Provide a model and an ordered message list. Use gpt-5.4 for policy routing or a catalog model ID for pinned routing.

Shell
curl https://api.velrix.ai/v1/chat/completions \
  -H "Authorization: Bearer $VELRIX_API_KEY" \
  -H "Content-Type: application/json" \
  -d '{
    "model": "gpt-5.4",
    "messages": [
      {
        "role": "developer",
        "content": "Answer with concise operational detail."
      },
      {
        "role": "user",
        "content": "Summarize this incident timeline."
      }
    ],
    "temperature": 0.2,
    "max_completion_tokens": 512,
    "metadata": {
      "service": "dashboard-docs"
    }
  }'
Structured and streamed
curl https://api.velrix.ai/v1/chat/completions \
  -H "Authorization: Bearer $VELRIX_API_KEY" \
  -H "Content-Type: application/json" \
  -d '{
    "model": "gpt-5.4",
    "messages": [
      {
        "role": "user",
        "content": "Return a JSON object with risk and mitigation."
      }
    ],
    "response_format": {
      "type": "json_object"
    },
    "stream": true,
    "stream_options": {
      "include_usage": true
    }
  }'

Messages

OpenAI documents developer messages as higher-priority instructions for newer models; user messages carry end-user input.

Authorization

Authenticate with a scoped Velrix API key in the bearer token.

Response

Response shape

Responses follow the OpenAI-compatible chat completion shape so existing clients can parse choices and usage metadata.

JSON
{
  "id": "chatcmpl-B9MBs8CjcvOU2jLn4n570S5qMJKcT",
  "object": "chat.completion",
  "created": 1741569952,
  "model": "gpt-5.5",
  "choices": [
    {
      "index": 0,
      "message": {
        "role": "assistant",
        "content": "Hello!

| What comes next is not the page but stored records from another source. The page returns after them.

PR #73692, opened 2025-12-03
remove test.key from tornado's test

developer-guy:
this creates noice in vuln scanners so we have to remove the test.key

### DIFF
--- a/airflow-3.yaml
+++ b/airflow-3.yaml
@@ -1,7 +1,7 @@
 package:
   name: airflow-3
   version: "3.1.3"
-  epoch: 0 # GHSA-r397-ff8c-wv2g
+  epoch: 1 # GHSA-r397-ff8c-wv2g
   description: Platform to programmatically author, schedule, and monitor workflows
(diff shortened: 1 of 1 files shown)


kranurag7 (approved):

Dentrax (approved):

kranurag7:
attached cves don't have any fixes.

kranurag7:
verified [key is not present](https://apk.chaindag.dev/size/apk.cgr.dev/wolfi-presubmit/794796e1ea24d1cdd283475eea95bb33986d45a3/aarch64/airflow-3-3.1.3-r1.apk@etag:30376636633237303337636536373038613164633434333866626330396432352d3830), looks good to land

mamccorm:
Please don't remove these files until we're sure they aren't on the upstream image by default and serve a purpose (demos / installations). If they exist upstream then we should not be deviating unless for good reason. I've dropped an internal comment but we might loop back and revert this depending on that discussion!

PR #965, opened 2023-05-12
Move CopilotChat webapi to nuget package dependencies

adrianwyatt:
### Motivation and Context
A step towards allowing CopilotChatApi project to be built without project dependencies. This should help users who want to copy/paste the project for their own projects, without having to take project dependencies on the rest of the repo.

### Description
- Removed all project dependencies in CopilotChatApi and replaced them with their equivalent NuGets.


samples/apps/copilot-chat-app/webapi/CopilotChatApi.csproj
```diff
@@ -14,6 +14,14 @@
   </PropertyGroup>
 
   <ItemGroup>
+    <PackageReference Include="Microsoft.SemanticKernel" Version="0.13.442.1-preview" />
```
glahaye, line 17: This will force us to have the core team release new nugets whenever we make changes to their code.  If you are comfortable with that, proceed.

I'm just wondering whether we want to do this now or after Build, when there should be less churn...

adrianwyatt: Correct - we've stabilized on our SK dependencies at the moment, so I was hoping we could try this out. We can always switch back to a project reference if we need to. This will also have the side effect of us being able to validate changes to the kernel before we take a dependency on them.

glahaye (approved):

hathind-ms (approved):

chentao1133:
3Q

PR #979, opened 2023-05-12
Default minrelevancescore zero

awharrison-28:
### Motivation and Context
A default minRelevanceThreshold of 0.7 works well with OpenAI's ada embeddings generation, but not necessarily with other models. It also is likely to return no results as the most relevant item could be less than 0.7. To ensure that similarity search always returns at least one result, this limit should default to 0. 

### Description
minRelevanceThreshold for similarity search is 0.0 across the board. 

### Contribution Checklist


lemillermicrosoft (approved):

dotnet/src/Connectors/Connectors.Memory.AzureCognitiveSearch/AzureCognitiveSearchMemory.cs
```diff
@@ -134,7 +134,7 @@ public AzureCognitiveSearchMemory(string endpoint, TokenCredential credentials)
         string collection,
         string query,
         int limit = 1,
-        double minRelevanceScore = 0.7,
+        double minRelevanceScore = 0.0,
```
dluc, line 137: this changes the behavior from returning something relevant to returning anything, e.g. potentially irrelevant information that will affect the quality of every component using this. E.g. the planner searching for relevant skills will get irrelevant ones in many more scenarios. I would be more useful having a default behavior that exclude some noise, e.g. in this case 0.5.

awharrison-28: It will always return the 'most relevant' result(s). In some cases, the 'most relevant' result may have a similarity score of <0.5. For example, if you're using sentence-transformers/all-MiniLM-L6-v2, a similarity score of 0.35 is quite useful, but for text-similarity-ada-002, this score would be considered not very similar. Hardcoding a threshold is very likely to return empty, which is not expected when searching for a 'nearest' value.

lemillermicrosoft: FWIW ActionPlanner doesn't use relevancy and for SequentialPlanner it is off by default and users must supply a value here of their choice to enable relevancy filtering.

adrianwyatt (approved):

dotnet/src/Connectors/Connectors.Memory.AzureCognitiveSearch/AzureCognitiveSearchMemory.cs
dluc: @awharrison-28 "It will always return the 'most relevant' result(s)." sure, but when the most relevant has a similarity of 0.1 it's hardly useful and can lead to hallucination and/or incorrect text generation. This is such a core component that a similar change will propagate in multiple places. I would prefer a safer a approach, at the cost of not returning any data. Users should override the value to take "more risk" (decreasing the default value) rather than taking "less risk" (increasing the threshold).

How can I assist you today?",
        "refusal": null,
        "annotations": []
      },
      "logprobs": null,
      "finish_reason": "stop"
    }
  ],
  "usage": {
    "prompt_tokens": 19,
    "completion_tokens": 10,
    "total_tokens": 29,
    "prompt_tokens_details": {
      "cached_tokens": 0,
      "audio_tokens": 0
    },
    "completion_tokens_details": {
      "reasoning_tokens": 0,
      "audio_tokens": 0,
      "accepted_prediction_tokens": 0,
      "rejected_prediction_tokens": 0
    }
  },
  "service_tier": "default"
}
Inspect request logs

Advanced

Streaming and tools

OpenAI's official reference documents streaming options and tool choice controls for chat completions.

Streaming

Set stream: true to receive server-sent event chunks. Use stream_options.include_usage when you need a usage block before the final done event.

Tool choice

Use tools and tool_choice to let the model call functions automatically, require a call, or force a named function. Tool support depends on the selected route.